Tannin wrote:If they are not better, David, they are certainly less worse. They come from an organisation which, for all its faults (and there are many), is honestly dedicated to the betterment of Australia and Australians - often wrongheadedly so, no question about that, but the Labor Party has many very genuine and honest members. To get the nod as a candidate, an aspiring Labor politician has to be genuine and honest (most are) or else fool the bulk of the membership. Some manage this, no question, and others start out meaning well but power corrupts them.
Contrast this with the Liberals, where the membership is overwhelmingly comprised of shallow, greedy slimeballs - the sort who will trick you and do you down on Friday and turn up to church on Sunday singing hymns and tellling you how holy they are. I am not kidding: these types join The Party because it is a way to meet up with others of the same ilk, and they go on the local council because it gives them the contacts they need to get their dodgy subdivision through, wink wink nudge nudge.
A very different kettle of rotting fish, the Liberal Party. Labor has mostly honest men (some good, some stupid, most a bit of both) with an unfortunate leavening of crooks and slimeballs. (In NSW the slimeballs got the upper hand for a while.) The Liberal Party has greedy self-intrerested slimeballs with the odd more-or-less honest one for contrast. We are seeing the truth of this assertion that demonstrated, yet again, right now as we discover the things they have tried to claim on the taypayer's dollar, such as flights and luxury 5-star accommodation for Abbott so he could enter in an iron man race, or (another example) his "fundraising bike ride" which turns out to have been a rort on the public purse.
The US is been dealing with this very argument at the moment. Politics is generally dirty and thuggish, so both sides always provide cover for each other's misdeeds. But at the end of the day only one side is trying to block the provision of improved health care to its citizens like deranged zombies.
David, start with the assumption that politics is dirty and thuggish; there's no other way to get into power given human limitations, and politics attracts the shady and power hungry (Pinker gets to the gnub of the matter here:
http://www.youtube.com/watch?v=DS4xVcko9qw ).

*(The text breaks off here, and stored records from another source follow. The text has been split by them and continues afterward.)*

PR #132, opened 2019-01-18
Add flags/env-vars for additional SSH options

jacksontj:
This simply moves the hard-coded values into flag options, with defaults being the options they were previously.

### DIFF
--- a/cmd/git-sync/main.go
+++ b/cmd/git-sync/main.go
@@ -69,6 +69,8 @@ var flPassword = flag.String("password", envString("GIT_SYNC_PASSWORD", ""),
 
 var flSSH = flag.Bool("ssh", envBool("GIT_SYNC_SSH", false),
 	"use SSH for git operations")
+var flSSHSecret = flag.String("ssh-key", envString("GIT_SSH_KEY", "/etc/git-secret/ssh"),
+	"the ssh key to use")
 var flSSHKnownHosts = flag.Bool("ssh-known-hosts", envBool("GIT_KNOWN_HOSTS", true),
 	"enable SSH known_hosts verification")
 
@@ -513,7 +515,7 @@ func setupGitAuth(username, password, gitURL string) error {
 func setupGitSSH(setupKnownHosts bool) error {
 	log.V(1).Infof("setting up git SSH credentials")
 
-	var pathToSSHSecret = "/etc/git-secret/ssh"
+	var pathToSSHSecret = *flSSHSecret
 	var pathToSSHKnownHosts = "/etc/git-secret/known_hosts"
 
 	fileInfo, err := os.Stat(pathToSSHSecret)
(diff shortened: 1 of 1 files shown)


cmd/git-sync/main.go
```diff
@@ -69,8 +69,12 @@ var flPassword = flag.String("password", envString("GIT_SYNC_PASSWORD", ""),
 
 var flSSH = flag.Bool("ssh", envBool("GIT_SYNC_SSH", false),
 	"use SSH for git operations")
+var flSSHSecret = flag.String("ssh-key", envString("GIT_SSH_KEY", "/etc/git-secret/ssh"),
+	"the ssh key to use")
```
thockin: Can you make the comment here be something like 'the path to the SSH key to use" - specifically it is a path, not the key itself.

thockin: or name it to ssh-key-file (to parallel ssh-known-hosts-file)

thockin: or ssh-key-path, ssh-known-hosts-path and cookie-file-path

cmd/git-sync/main.go
```diff
@@ -69,8 +69,12 @@ var flPassword = flag.String("password", envString("GIT_SYNC_PASSWORD", ""),
 
 var flSSH = flag.Bool("ssh", envBool("GIT_SYNC_SSH", false),
 	"use SSH for git operations")
+var flSSHSecret = flag.String("ssh-key", envString("GIT_SSH_KEY", "/etc/git-secret/ssh"),
```
thockin: flSSHFile to parallel flSSHKnownHostsFile  (see other options below)

jacksontj:
@thockin changed the flag names as requested, also rebased on master

cmd/git-sync/main.go
```diff
@@ -69,8 +69,12 @@ var flPassword = flag.String("password", envString("GIT_SYNC_PASSWORD", ""),
 
 var flSSH = flag.Bool("ssh", envBool("GIT_SYNC_SSH", false),
 	"use SSH for git operations")
+var flSSHKeyFile = flag.String("ssh-key-file", envString("GIT_SSH_KEY", "/etc/git-secret/ssh"),
```
thockin: nit: `GIT_SSH_KEY_FILE`

cmd/git-sync/main.go
```diff
@@ -69,8 +69,12 @@ var flPassword = flag.String("password", envString("GIT_SYNC_PASSWORD", ""),
...
+	"the ssh key to use")
 var flSSHKnownHosts = flag.Bool("ssh-known-hosts", envBool("GIT_KNOWN_HOSTS", true),
 	"enable SSH known_hosts verification")
+var flSSHKnownHostsFile = flag.String("ssh-known-hosts-file", envString("GIT_KNOWN_HOSTS_FILE", "/etc/git-secret/known_hosts"),
```
thockin: `GIT_SSH_KNOWN_HOSTS_FILE`

jacksontj:
@thockin that should do it :)

PR #133, opened 2019-01-18
Add option to allow for unlimited failures

jacksontj:
As it stands today git-sync will exit (which will in-turn cause the pod to die) if a git pull fails a number of times. If this failure was due to a remote (such as the git remote being unavailable, such as a github outage) it may be undesirable for your pods to churn. This add the option for the user to define `-1` as the failure limit which allows git-sync to retry indefinitely.

### DIFF
--- a/cmd/git-sync/main.go
+++ b/cmd/git-sync/main.go
@@ -58,7 +58,7 @@ var flSyncTimeout = flag.Int("timeout", envInt("GIT_SYNC_TIMEOUT", 120),
 var flOneTime = flag.Bool("one-time", envBool("GIT_SYNC_ONE_TIME", false),
 	"exit after the initial checkout")
 var flMaxSyncFailures = flag.Int("max-sync-failures", envInt("GIT_SYNC_MAX_SYNC_FAILURES", 0),
-	"the number of consecutive failures allowed before aborting (the first pull must succeed, <0 allows for infinite failures)")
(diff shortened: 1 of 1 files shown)


cmd/git-sync/main.go
```diff
@@ -58,7 +58,7 @@ var flSyncTimeout = flag.Int("timeout", envInt("GIT_SYNC_TIMEOUT", 120),
 var flOneTime = flag.Bool("one-time", envBool("GIT_SYNC_ONE_TIME", false),
 	"exit after the initial checkout")
 var flMaxSyncFailures = flag.Int("max-sync-failures", envInt("GIT_SYNC_MAX_SYNC_FAILURES", 0),
-	"the number of consecutive failures allowed before aborting (the first pull must succeed)")
+	"the number of consecutive failures allowed before aborting (the first pull must succeed, <0 allows for infinite failures)")
```
stp-ip: Would be specific here. No need to allow -1+. `"-1 disables aborting for any number of failures"`

jacksontj: Is your suggestion just to doc it as such? Or to actually change the code to only do this if `-1`?

stp-ip: So doc change for sure as there is no need to make it more complicate as needed.
On enforcing this. I think being explicit is a better long term thing even, if it makes the code a bit longer, but it explicitly "documents" this within the code. So my vote for also enforcing it.

PR #134, opened 2019-01-18
Upgrade from Godeps to dep

jacksontj:


stp-ip:
If we move, we should probably move to gomods right away.

PR #135, opened 2019-01-18
Add metrics to the git-sync process

### LINKED ISSUE #130: Metrics on git-sync state
I have a variety of use-cases that require a sidecar such as this. For this type of a service (async syncer from git) I need to have some metrics so that I can monitor the health of the syncer.

Specifically I'm looking for:
- last_sync_time: this allows me to see that is in-fact pulling things
- total_error_count: this shows me that there are errors in pulling

I'm more than happy to submit the PR for this, I just wanted to get some input first -- specifically on how these metrics would be exposed. Personally I'm using prometheus exporters for most of my world, but this daemon doesn't currently have an HTTP endpoint -- would it be okay to add one? If not, what metrics format would be acceptable?

jacksontj:
To provide metrics git-sync needs an http endpoint. This is currently done by adding a CLI flag which defines the bind address, if this is set then the http server is started. 

This adds metrics for total count and latency of git-sync attempts split by status

Fixes #130


cmd/git-sync/main.go
```diff
@@ -78,8 +82,30 @@ var flCookieFile = flag.Bool("cookie-file", envBool("GIT_COOKIE_FILE", false),
 var flGitCmd = flag.String("git", envString("GIT_SYNC_GIT", "git"),
 	"the git command to run (subject to PATH search)")
 
+var flHTTPBind = flag.String("http-bind", envString("GIT_SYNC_HTTP_BIND", ""),
+	"the bind address for git-sync's HTTP endpoint")
```
stp-ip: nit: `"the bind address including port for git-sync's HTTP endpoint"`
It's assumed, but making it explicit might reduce additional questions.

jacksontj:
> flag to enable the http server parts aka full feature flag for anything starting up around the http server

Will do

> default HTTPBind?

Preference on port?

>configuring HTTPBind automatically enables metrics? Feels there should be a specific flag for metrics at least to disable them.

Also can do  :)

stp-ip:
> > flag to enable the http server parts aka full feature flag for anything starting up around the http server
> 
> Will do
> 
> > default HTTPBind?
> 
> Preference on port?
:8080 should be fine here in my view.
> 
> > configuring HTTPBind automatically enables metrics? Feels there should be a specific flag for metrics at least to disable them.
> 
> Also can do :)

cmd/git-sync/main.go
```diff
@@ -82,6 +82,8 @@ var flCookieFile = flag.Bool("cookie-file", envBool("GIT_COOKIE_FILE", false),
 var flGitCmd = flag.String("git", envString("GIT_SYNC_GIT", "git"),
 	"the git command to run (subject to PATH search)")
 
+var flHTTPEnable = flag.String("http-enable", envBool("GIT_SYNC_HTTP_ENABLE", true),
```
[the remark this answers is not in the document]
jacksontj: ah, I had this one on by default since the suggestion was to have the metrics endpoint on by default-- easy fix :)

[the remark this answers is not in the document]
stp-ip: Yeah as long as the http stuff is gated I feel having metrics on by default is fine. Just don't want to have a http server started without people knowing this.

stp-ip:
Sidenote: I would probably jump over dep and move to plain gomods without vendoring right away.

jacksontj:
I've added a commit to move to gomods instead of dep, I'm fine with doing either. The only "issue" with gomods is that it requires go 1.11 -- which I imagine isn't an issue?

thockin:
Can you also merge with https://github.com/kubernetes/git-sync/commit/a2c98a69da2a842dcdfb1710be66ffb7ffe595d6

cmd/git-sync/main.go
```diff
@@ -78,6 +80,9 @@ var flCookieFile = flag.Bool("cookie-file", envBool("GIT_COOKIE_FILE", false),
 var flGitCmd = flag.String("git", envString("GIT_SYNC_GIT", "git"),
 	"the git command to run (subject to PATH search)")
 
+var flHTTPBind = flag.String("http-bind", envString("GIT_SYNC_HTTP_BIND", ""),
+	"the bind address for git-sync's HTTP endpoint")
```
thockin: example value here, maybe some docs.

Maybe add a TODO (or better - file a bug) to make this default-on in the next major rev?

cmd/git-sync/main.go
```diff
@@ -82,8 +82,10 @@ var flCookieFile = flag.Bool("cookie-file", envBool("GIT_COOKIE_FILE", false),
 var flGitCmd = flag.String("git", envString("GIT_SYNC_GIT", "git"),
 	"the git command to run (subject to PATH search)")
 
-var flHTTPBind = flag.String("http-bind", envString("GIT_SYNC_HTTP_BIND", ""),
-	"the bind address for git-sync's HTTP endpoint")
+var flHTTPBind = flag.String("http-bind", envString("GIT_SYNC_HTTP_BIND", ":8080"),
```
thockin: I don't think we can make it default-on.  People doing a minor update would get a major behavioral change.

cmd/git-sync/main.go
```diff
@@ -82,6 +82,8 @@ var flCookieFile = flag.Bool("cookie-file", envBool("GIT_COOKIE_FILE", false),
 var flGitCmd = flag.String("git", envString("GIT_SYNC_GIT", "git"),
 	"the git command to run (subject to PATH search)")
 
+var flHTTPEnable = flag.Bool("http-enable", envBool("GIT_SYNC_HTTP_ENABLE", false),
```
thockin: Why make this an enable flag and an address flag?  Less is more when it comes to flags.  Having the address flag also mean "enable this" seems reasonable to me - convince me otherwise?

cmd/git-sync/main.go
```diff
@@ -181,14 +211,30 @@ func main() {
...
+	if *flHTTPEnable {
+		ln, err := net.Listen("tcp", *flHTTPBind)
+		if err != nil {
+			fmt.Fprintf(os.Stderr, "ERROR: unable to bind HTTP endpoint: %v\n", err)
+		}
+		go func() {
+			if *flHTTPMetrics {
+				http.Handle("/metrics", promhttp.Handler())
+			}
+			http.Serve(ln, http.DefaultServeMux)
```
thockin: Should we have a do-nothing success handler for / ?

cmd/git-sync/main.go
stp-ip: I suggested this to have a global feature gate for http as this is completely new behaviour.
That enables use to enable various http features by default without enabling the whole http server by default.
That was the main reasoning.

cmd/git-sync/main.go
stp-ip: Depends on the decision on a global http flag or not. If we have the global gate, then default enable seems reasonable. If not, then I agree with default off.

cmd/git-sync/main.go
stp-ip: From a prometheus perspective most implementations I've seen default to 404 as there is nothing serving so why give back a 200 return.

stp-ip:
> Why is this removing glogr and logr? We use those...
It's removing them from vendor with the switch to gomods, but keeps them within the gomods files. Not lost as far as I can see, just not vendored. 
We can use add manual support for vendor with gomods:
`go mod vendor` <- builds the vendor folder based on gomods files
`go build -mod=vendor` or setting `GOFLAGS=-mod=vendor` <- use vendor folder during build

cmd/git-sync/main.go
jacksontj: Agreed, this was default-on only after I added the global flag.

cmd/git-sync/main.go
jacksontj: IMO the address flag is sufficient, but it depends on what the long-term plans are. If the plan is to have this eventually be default on then having the separate flag which then gets removed makes sense.

cmd/git-sync/main.go
jacksontj: I'm fine to add a dumb liveliness handler to `/` but that really isn't part of this metrics PR IMO -- but I'd be more than happy to add it in.

jacksontj:
The reason for the go mods thing is because godeps (the current vendor tool) is old and deprecated. I had originally just migrated to `dep` but @stp-ip pointed out (rightly so) that `go mods` is the "correct" way to do it nowadays. Personally I'm fine either way, since this isn't a lib people include we have complete freedom here. I have both commits in this PR so we just need to pick which one and I'll axe the other.

cmd/git-sync/main.go
thockin: @stp-ip I don't quite follow.  How could you enable pprof or healthz or metrics without enabling HTTP?  My thinking was that the http-bind-address is the flag that disables all HTTP (if empty) or enables it (if not empty).  Each use-case of HTTP may want its own flag to enable/disable handler registration.  That saves us one flag, which seems small but isn't :)

cmd/git-sync/main.go
jacksontj: dumb liveliness handler added

thockin: As per other comment, the ideal review sequence would be to add HTTP with a do-nothing / handler in one PR, followed by adding metrics in a different PR.  I'll take them together, if need be.

thockin:
I am fine to switch to modules, if they work for this repo, but I think we need to vendor.  Not vendoring is playing chicken with a brick wall.  Eventually we will hit it.

Maybe break the vendoring/mods stuff to a distinct PR?

jacksontj:
`go mods` removes the need for vendoring. So if you want to *keep* vendoring then it sounds like `dep` is the solution.

This PR adds new dependencies (prom, etc.) and as such changes need to be made to the vendor directory. I had some issues getting `godep` to work for me-- so I'd rather update. If `dep` is fine I'll just remove the `go mods` patch and stick with `dep` (which does manage a vendor directory).

thockin:
Sorry, nothing removes the need for vendoring.  Anyone who says they
don't need vendoring is either lying or just hasn't met reality yet.

Locking to a rev solves one problem (knowing what your dep is).
Vendoring solves a different problem (making sure your dep doesn't
disappear underneath you).  We have experienced the latter and I never
want to waste a day on that again.

jacksontj:
@thockin I've added a commit which re-adds the vendor directory.

This PR adds a few dependencies (prom, etc.) and I was having problems getting `godep` to add them. If we want that as a separate PR it would more-or-less need to be before this PR.


> Sorry, nothing removes the need for vendoring. Anyone who says they don't need vendoring is either lying or just hasn't met reality yet.

I agree -- I have *also* been bit by that, but that *was* the original pitch :) I didn't realize you could use `go mods` and keep the vendor dir-- thanks @stp-ip for pointing that out. So this PR now has both mods and vendor.

cmd/git-sync/main.go
stp-ip: http-enable is a global flag. It needs to be enabled for all http features to function or else they are feature gated.

So pprof, healthz and metrics can be enabled by default, but http-enable is not.

The idea behind it would be to have metrics and pprof on different ports later on, if that becomes necessary and also making it easier to be backwards compatible while enabling new http enabled things by default on a case by case basis.

Happy to simplify here, just felt like a saner version to introduce this considering people also use this as a cli so disableing http by default cuts down on their need to disable http features, while cloud native people usually just need to enable http and get pprof, metrics etc.

Might just be me liking being explicit.

jacksontj: The one odd thing about having the 2 flags is that you can have it `enabled` but still have an empty listen port which is just a startup error.

cmd/git-sync/main.go
```diff
@@ -86,8 +86,10 @@ var flCookieFile = flag.Bool("cookie-file", envBool("GIT_COOKIE_FILE", false),
 var flGitCmd = flag.String("git", envString("GIT_SYNC_GIT", "git"),
 	"the git command to run (subject to PATH search)")
 
-var flHTTPBind = flag.String("http-bind", envString("GIT_SYNC_HTTP_BIND", ""),
-	"the bind address for git-sync's HTTP endpoint")
+var flHTTPBind = flag.String("http-bind", envString("GIT_SYNC_HTTP_BIND", ":8080"),
+	"the bind address (including port) for git-sync's HTTP endpoint")
+var flHTTPMetrics = flag.Bool("http-metrics", envBool("GIT_SYNC_HTTP_METRICS", true),
```
thockin: This commit is still part of the series?

cmd/git-sync/main.go
thockin: This is still part of the commit series?

thockin: I still think one flag is simpler.

thockin:
this looks great, thanks.

What can we do to get some testing on this?  Maybe e2e test that just hits the URLs we expect?

thockin:
I'm going to approve to clear the docket, but please circle back for a small test

PR #141, opened 2019-01-28
Build rel tweaks

thockin:
This syncs to the latest template I maintain.  It reduces replicated work when possible.  We don't handle multiple platforms here yet, but we should.


stp-ip:
arm was blocked by alpine not having an arm version I think. Not sure about the other platforms so.
/approve
/lgtm

PR #142, opened 2019-01-31
~ -> $HOME

EugeneChung:
On Mac, ~ is not translated to the home directory. I guess $HOME is more portable.


EugeneChung:
I signed it

stp-ip:
Thanks. This looks good and is just a small docs change. Didn't know about `~` on the Mac, but as `$HOME` should be set on any POSIX compliant system, that's a good solution.

/approve
/lgtm

PR #144, opened 2019-02-02
Fix SSH

### LINKED ISSUE #129: Enforcing 0400 permission on git ssh key has other security implications
Because kubernetes secret volumes are mounted as owned by root, this means that if /etc/git-secret/ssh is mounted as a secret volume, to meet the 0400 permission requirement, the key is readable only by root. 

This means that the container needs to run as root, which is a bad practice (and might breach some PodSecurityPolicies) 

There is no amazing workaround for this - the [canonical discussion](https://github.com/kubernetes/kubernetes/issues/2630) suggests using fsGroups, which would work well, but would need 0440 permissions to be readable by a non-root user.

Could we have a flag that turns the permission checking off, or allows a more permissive permission ot be set?

thockin:
* Create a git-sync user to run as, with an entry in /etc/passwd and
writable homedir

* Remove our own validation of key perms - let SSH do that.

* Update docs

Fixes #129

### DIFF
--- a/Dockerfile.in
+++ b/Dockerfile.in
@@ -24,8 +24,8 @@ RUN apk update --no-cache && apk add \
     git \
     openssh-client
 
-# Set $HOME so git can create things like .gitconfig
-ENV HOME /tmp
+RUN echo "git-sync:x:65533:65533::/tmp:/sbin/nologin" >> /etc/passwd
 
-USER nobody:nobody
+WORKDIR /tmp
+USER git-sync:nobody
 ENTRYPOINT ["/{ARG_BIN}"]
--- a/cmd/git-sync/main.go
+++ b/cmd/git-sync/main.go
@@ -641,13 +641,9 @@ func setupGitSSH(setupKnownHosts bool) error {
 	var pathToSSHSecret = *flSSHKeyFile
 	var pathToSSHKnownHosts = *flSSHKnownHostsFile
 
-	fileInfo, err := os.Stat(pathToSSHSecret)
+	_, err := os.Stat(pathToSSHSecret)
 	if err != nil {
 		return fmt.Errorf("error: could not find SSH key Secret: %v", err)
-	}
-
-	if fileInfo.Mode() != 0400 {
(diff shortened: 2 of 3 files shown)


willthames:
@thockin is this PR available as a container somewhere? If it is I'll happily try it out.

willthames:
Tested - works with a pod security context with fsGroup set.

stp-ip:
Tested as well and code looks good as well.
/approve

george-angel:
Sorry for necrobumping, happy to create a new Issue (or Pull Request?)

Using `fsGroup` is a bad option here. It has an unwanted effect of making all files "group readable" in the pod, which overwrites `defaultMode` of the volume. More details here: https://github.com/kubernetes/kubernetes/issues/57923

Specifically what this means is that running git-sync and another, application container in a single pod, with suggested ssh config for git-sync, makes it impossible to use openssh with key files in the application container. Private key file gets group read permission from `fsGroup` and openssh complains that file permissions are too open.

I have solved this the following way:

- remove `Pod.spec.securityContext.fsGroup`
- add `Pod.spec.containers["git-sync"].securityContext.RunAsGroup` `0`

Which is not great, but the best compromise I think, alternatives are:

- mounting secret in an initContainer, copying secrets over to another volume and chmoding them
- running all as root
- running as privileged (same?)

I confirmed this on #sig-storage https://kubernetes.slack.com/archives/C09QZFCE5/p1562078579224300

willthames:
@george-angel I've been using this fix for months without any complaints that the file permissions are too open.

Do you have a test case that fails? Might be worth opening a new issue with that.

I'm not tied to the fsGroup solution but it's better than running as root which was the previous solution 

RunAsGroup is nice but it's only been available through a beta feature gate since 1.14, which means AKS, EKS etc. might not even have it for 3-6 months

george-angel:
@willthames the exact issue I'm seeing is described in detail in https://github.com/kubernetes/kubernetes/issues/57923

From openssh man pages:

```
~/.ssh/id_rsa
         Contains the private key for authentication.  These files contain sensitive 
         data and should be readable by the user but not
         accessible by others (read/write/execute).  ssh will simply ignore a private 
         key file if it is              
         accessible by others.  It is possible to specify a
         passphrase when generating the key which will be used to encrypt the sensitive 
         part of this file using 3DES.
```

Issue #120, opened 2018-12-17
Should rename (compatibly) the --dest flag to --link or something


thockin:
`--dest` and `$GIT_SYNC_DEST` are somewhat obtuse.

techdragon:
@thockin #148 was approved but never merged, it might be good to just re-open it and complete the process to be able to close this issue.

thockin:
Superseded by #284

PR #148, opened 2019-02-19
rename dest

huanwei:
Signed-off-by: huanwei <huan@harmonycloud.cn>

fix issue #120


stp-ip:
Thanks for taking up the issue.

The PR currently only renames "dest" to "link", but isn't backwards compatible. We need to keep it backwards compatible so that old setups don't break, but are just encouraged to move to `--link` via a log message at start or something.

So take in `--dest` and `--link`, where link takes precedent, but dest might be used as a value,  if link isn't set. Same for the ENVs etc.
When an ENV or flag is used for dest we should log a deprecation warning on startup or similar.

stp-ip:
/approve

Final review appreciated @thockin

huanwei:
PTAL, appreciated @thockin

PR #2027, opened 2025-11-24
Rename Typ.join to Typ.meet to be more consistent with other papers

### LINKED ISSUE #2018: Clarify naming of meet/join for types
We _should_ commit to an order for our type precision relation. The code and the 2019 hazelnut live paper use join as the ordering of the lattice places more precise types as higher:

Image

POPL2024 does the opposite
Image

There are certain situations where we may want the opposite of what is implemented so we should make sure that we have some consistency in naming otherwise it's going to get very confusing.

7h3kk1d:
type system's 'join' operation was actually computing the meet
(greatest lower bound) since Unknown represents the highest element in the precision ordering.

- Rename Typ.join → Typ.meet
- Rename Typ.join_all → Typ.meet_all
- Rename join_type_provenance → meet_type_provenance
- Update comment to reference 2019 Hazelnut live paper join

Fixes #2018


Negabinary (approved):

test/statics/Test_Statics_Properties.re
```diff
@@ -11,7 +11,7 @@ let qcheck_statics_does_not_crash =
     | exception Stack_overflow => true // TODO https://github.com/hazelgrove/hazel/issues/1622
     | exception (Failure(f) as e) =>
       switch (f) {
-      | "Type join of ap" => true // TODO https://github.com/hazelgrove/hazel/issues/1459
+      | "Type meet of ap" => true // TODO https://github.com/hazelgrove/hazel/issues/1459
```
cyrus-: the linked issue here is closed

cyrus- (dismissed):
minor comment, go ahead and merge once you're ready

test/statics/Test_Statics_Properties.re
7h3kk1d: Resolved in https://github.com/hazelgrove/hazel/pull/2027/commits/eceb0ade8cfa50b97c383a8fb19a17a4d6de6719

Issue #2004, opened 2025-11-06
Exporting/Importing Scratchpads Incompatible


MaxCarroll0:
Scratchpads are exported as S-Expressions. But importing scratchpads seems to expect .json. 
I'm assuming that the code for importing submissions was rewritten to use json, but this code was also used for importing scratchpads, which should be using S-expressions.

I'm not familiar with this part of code but the relevant functions seem to be: `Widgets.file_select_button_named` `ScratchMode.View.import_button` `JsUtil.read_file` and `ScratchMode.Update.update`

PR #2033, opened 2025-11-25
Fix #1974 #2004

### LINKED ISSUE #1947: 'Export Scratchpad' in nut menu available but ineffective for docs
This is a regression. It exports a file but that file doesn't actually contain the editor data. Not sure this command is necessary for docs but we should either make it work or disable it for non-scratchpads

dm0n3y:
Scratch import button used to only take .json files, despite export button producing .txt files. Now scratch import takes .txt files. I considered exporting/importing .sexp but this isn't a standard MIME type and noticed that this broke file preview in my macOS finder and left it as .txt for now.

This PR also fixes a serialization/deserialization bug where scratch export would serialize all scratch slides while scratch import only deserialized a single slide. Now scratch export serializes only the current scratch slide.

Fixes https://github.com/hazelgrove/hazel/issues/1947 and https://github.com/hazelgrove/hazel/issues/2004

### DIFF
--- a/src/util/JsUtil.re
+++ b/src/util/JsUtil.re
@@ -78,6 +78,13 @@ let read_file = (file, k) => {
     });
 };
 
+let reset_file_input = (input_id: string): unit => {
+  switch (get_elem_by_id_opt(input_id)) {
+  | Some(elem) => Js.Unsafe.set(elem, "value", Js.string(""))
+  | None => ()
+  };
+};
+
 let set_localstore = (k: string, v: string): unit => {
   let local_store =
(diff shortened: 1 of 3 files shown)


dm0n3y:
Noticed that Firefox doesn't add the .txt file extension by default when exporting. Not sure how to change that so I've removed the expectation that the imported scratch file has .txt extension.

dm0n3y:
@cyrus- I can't repro the broken import. Could you try again and report back?

cyrus-:
@dm0n3y It's still happening to me, though the first time I loaded the file it did seem to work but not any subsequent times?

dm0n3y:
@cyrus- fixed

Once you start with that premise, you discover that you have to elect, inevitably, people with such limitations. If so, the next thing you look for is people pushing in the right direction as best they can despite themselves. The Gliberal Party is
never ever even trying to push in that direction because it's nothing but a sham and a front for old capital and old power. The left, in contrast, is at least somewhat prone to good ideas despite the muck of politics. Hence you get Hawke-Keating's economic reforms; Hawke-Keating's multiculturalism and alignment with Asia; Mabo; the Redfern Speech; the Apology; vilification legislation protecting minorities; opposition to Work Choices; an effort to implement an NBN, carbon tax and mining tax; increased disability funding, and so on. All that on top of decades of rights, education, social security, gender, minority, infrastructure access, knowledge access and capital access reforms on behalf of women, children, average workers and the vulnerable. Only one side of politics ever pushes these things with serious conviction, while the other side jumps up and down like possessed trolls time and again trying to block them, only ever jumping on the bandwagon once history has long passed them by.
In other words, the salient point is not that politics is dirty and thuggish, which it is, but that governments committed to socio-economic development and progress, as painfully infrequent as they are, can only ever possibly come from the left. The left might disappoint most of the time, but the Gliberal Party is not even playing the right game on the right planet. The lumping of the two together by the far left might make more sense in a virulently backward country like the US, but it makes less sense in Australia, again, disappointment aside. That doesn't mean we have to lose our independence, become party hacks and talk the nonsense of politics, but it does mean the claim that there is no a material difference between the two sides of politics in most advanced democracies is false.